Hacker News new | ask | show | jobs
by maweki 3445 days ago
The state of a generator is always a problem that trips me up the most when I try to do FP-Python. In general a function shouldn't care whether the input was a list, set or generator. While iterating over it (or yielding from it), we always mutate some internal state of the iterator.

One solution would be, I think, to always pass tee-d copies of iterators and never(!) any iterator like it is (because you don't know whether next() has side effects or not). The other solution would be to not ever do anything lazy. One could also always consume all iterators fully. That way any generator re-use would be apparent immediately.

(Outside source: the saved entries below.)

PR #2913, opened 2026-05-18
[WJ-1265] Implement page locks

loop-index:
Implemented backend service for page locks.


deepwell/src/services/page_lock/service.rs
```diff
@@ -0,0 +1,333 @@
...
+                    .user_has_permission(Permission {
+                        resource_type: Resource::Page,
+                        resource_category: page_category_id.map(Reference::Id),
+                        action: Action::BypassLock,
+                    })
+                    .await
+                    .or_raise(make_error)?,
+                PageLockType::AuthorOrPermissionOnly => {
+                    // Check if the user is the author of the page
+                    let attributions = RelationService::get_page_attributions(
```
loop-index, line 281: Maybe UserRoles should be added to request ctx as well considering that permissions are being fetched already.

deepwell/src/endpoints/page_lock.rs
```diff
@@ -0,0 +1,104 @@
...
+    let request = ctx.request();
+    let site_id = request
+        .site_id()
+        .or_raise(|| Error::new("No site ID found", ErrorType::PageLock))?;
+    let user_id = request
+        .user_id()
+        .or_raise(|| Error::new("No user ID found", ErrorType::PageLock))?;
+    let page_ref = request
+        .page_reference()
+        .or_raise(|| Error::new("No page reference found", ErrorType::PageLock))?;
```
emmiegit: Nitpick: `exn` (and maybe Rust more broadly) error messages are supposed to start lowercase, since they're meant to be sentence fragments that can be included in a longer error message.

deepwell/src/services/page_lock/service.rs
```diff
@@ -0,0 +1,333 @@
...
+        let mut updated_reason = input.reason.unwrap_or_default();
+
+        if let Some(old_lock) = existing_lock {
+            if !input.override_existing {
+                bail!(Error::new(
+                    format!(
+                        "An active lock already exists for page {:?}, please remove it first.",
+                        page_ref
+                    ),
+                    ErrorType::PageLock
```
emmiegit: I think "lock already exists" should be a separate `ErrorType`. Certainly, we'd want a specific message for it in the UI.

deepwell/src/services/page_lock/service.rs
```diff
@@ -0,0 +1,333 @@
...
+        };
+
+        // Fetch the page to be locked
+        let page_id = match page_ref {
+            Reference::Id(page_id) => page_id,
+            _ => {
+                PageService::get(ctx, site_id, page_ref.borrow())
+                    .await
+                    .or_raise(make_error)?
+                    .page_id
```
emmiegit, line 59: FYI that `PageService::get_id()` exists to convert reference to page ID - however since we want to assert that the page actually exists here (since we're about to apply an object onto it), doing `PageService::get()` is fine.

deepwell/src/services/page_lock/service.rs
```diff
@@ -0,0 +1,333 @@
...
+                    ),
+                    ErrorType::PageLock
+                ));
+            } else {
+                // Update lock reason to include override message
+                updated_reason = [
+                    updated_reason,
+                    format!("Overriding previous {} lock", old_lock.lock_type),
+                ]
+                .join("\n");
```
emmiegit: Hmm, I'm not a fan of this. For one, it's hardcoded English in the lock reason, and two, I feel like the fact that this is an override should be inferrable from the lock history, right? If you see lock A -> B, then it was replaced. If you see lock A -> (none) -> B, then you see it was removed, and some time later a new, different lock was added.

deepwell/src/services/page_lock/service.rs
```diff
@@ -0,0 +1,333 @@
...
+
+        // Create the page lock
+        let new_lock = page_lock::ActiveModel {
+            page_id: Set(page_id),
+            user_id: Set(user_id),
+            lock_type: Set(input.lock_type),
+            reason: Set(updated_reason),
+            expires_at: Set(input.expires_at),
+            from_wikidot: Set(input.from_wikidot),
+            created_at: Set(OffsetDateTime::now_utc()),
```
emmiegit: Convenience function:
```suggestion
            created_at: Set(now()),
```

deepwell/src/services/page_lock/service.rs
```diff
@@ -0,0 +1,333 @@
...
+        // Resolve page reference to ID
+        let page_id = match page_ref {
+            Reference::Id(page_id) => page_id,
+            _ => {
+                PageService::get(ctx, site_id, page_ref.borrow())
+                    .await
+                    .or_raise(make_error)?
+                    .page_id
+            }
+        };
```
emmiegit: This is the ideal case for replacing with `PageService::get_id()` (don't resolve on ID, only slug).

deepwell/src/services/page_lock/service.rs
```diff
@@ -0,0 +1,333 @@
...
+
+        // Fetch the active lock to be removed
+        let maybe_lock = Self::get_active_lock_for_page(ctx, page_id)
+            .await
+            .or_raise(make_error)?;
+
+        // If no lock, return
+        let page_lock = match maybe_lock {
+            Some(lock) => lock,
+            None => return Ok(()),
```
emmiegit: Thought: Maybe this method should return an `Option`? `Ok(None)` if no lock to remove, `Ok(Some(_))` with the lock that was removed (idk which fields we'd want to include there though). Then again, maybe such information isn't useful so we shouldn't bother.

deepwell/src/services/page_lock/service.rs
```diff
@@ -0,0 +1,333 @@
...
+        // Fetch the page to get its ID
+        let page_id = match page_ref {
+            Reference::Id(page_id) => page_id,
+            _ => {
+                PageService::get(ctx, site_id, page_ref.borrow())
+                    .await
+                    .or_raise(make_error)?
+                    .page_id
+            }
+        };
```
emmiegit:
```suggestion
        let page_id = PageService::get_id(ctx, site_id, page_ref.borrow())
            .await
            .or_raise(make_error)?
            .page_id
        };
```

deepwell/src/services/page_lock/service.rs
```diff
@@ -0,0 +1,333 @@
...
+
+        // Fetch all historical locks for the page, including expired and deleted ones
+        let locks = PageLock::find()
+            .filter(page_lock::Column::PageId.eq(page_id))
+            .all(txn)
+            .await
+            .or_raise(make_error)?;
```
emmiegit, line 209: We should explicily order by lock ID; the history should always be in a consistent order, and the most logical one is chronological.

deepwell/src/services/page_lock/service.rs
```diff
@@ -0,0 +1,333 @@
...
+        let active_lock = PageLock::find()
+            .filter(
+                Condition::all()
+                    .add(page_lock::Column::PageId.eq(page_id))
+                    .add(page_lock::Column::DeletedAt.is_null())
+                    .add(
+                        Condition::any()
+                            .add(
+                                page_lock::Column::ExpiresAt
+                                    .gt(OffsetDateTime::now_utc()),
```
emmiegit:
```suggestion
                                page_lock::Column::ExpiresAt.gt(now()),
```

deepwell/src/services/page_lock/service.rs
emmiegit: This seems sensible to me.

deepwell/src/services/page_lock/service.rs
```diff
@@ -0,0 +1,333 @@
...
+                                action: Action::BypassLock,
+                            })
+                            .await
+                            .or_raise(make_error)?
+                }
+            };
+            Ok(can_bypass)
+        } else {
+            // No active lock, so no need to bypass
+            Ok(true)
```
emmiegit: Thought: We should disinguish between "no lock exists" and "lock exists but user has permission to bypass".

One use case I'm thinking of is when a staff member has permission to edit despite a lock on a page, but they're editing in a personal capacity. For instance, a collaborative log can be locked due to being full or not accepting contributions, and presently moderators aren't going to be impeded in attempting to edit. Whereas, if we return the lock result, then the UI could display a little "⚠️ This page is locked for reason `foo bar`, but you have permission to edit it" type message.

emmiegit:
Exciting changes!

deepwell/src/endpoints/page_lock.rs
loop-index: Gotcha, will fix this in other places as well.

deepwell/src/services/page_lock/service.rs
loop-index: Got it, will remove this and move this logic to frontend.

deepwell/src/services/page_lock/service.rs
loop-index: Makes sense, will make a specialized output.

deepwell/src/services/page_lock/structs.rs
```diff
@@ -42,3 +41,9 @@ pub struct CreatePageLockInput {
     pub override_existing: bool,
     pub ip_address: IpAddr,
 }
+
+#[derive(Deserialize, Debug, Clone)]
+pub struct CheckLockBypassOutput {
+    pub lock_present: bool,
+    pub can_edit: bool,
+}
```
emmiegit, line 49: Hmm, yeah I think this is better than an enum.

emmiegit (approved):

Some function that moves a generator forward just one or two items (something with the semantics of findFirst, for example), can subtly introduce bugs.

2 comments

Personally, I run by a rule that I must consume a generator on the same line it is created, otherwise I use something that isn't lazy.

If you get some huge collection to scan, or wants to sync your code by sharing an iterator internal state, you may want to break that rule. But they are just too troublesome for my taste.

Make your functions consumers. Don't pass tee'd iterators in, but tee after receiving if necessary.

I don't see how find_first would cause any more problems than filter or sum.

That is a very bad idea in general and will lead to enormous memory leaks when large tee'd iterators get out of sync with one another.

See here:

This itertool may require significant auxiliary storage (depending on how much temporary data needs to be stored). In general, if one iterator uses most or all of the data before another iterator starts, it is faster to use list() instead of tee().

https://docs.python.org/2/library/itertools.html#itertools.t...

Eh? I discouraged tee'ing iterators, or at least I thought I did.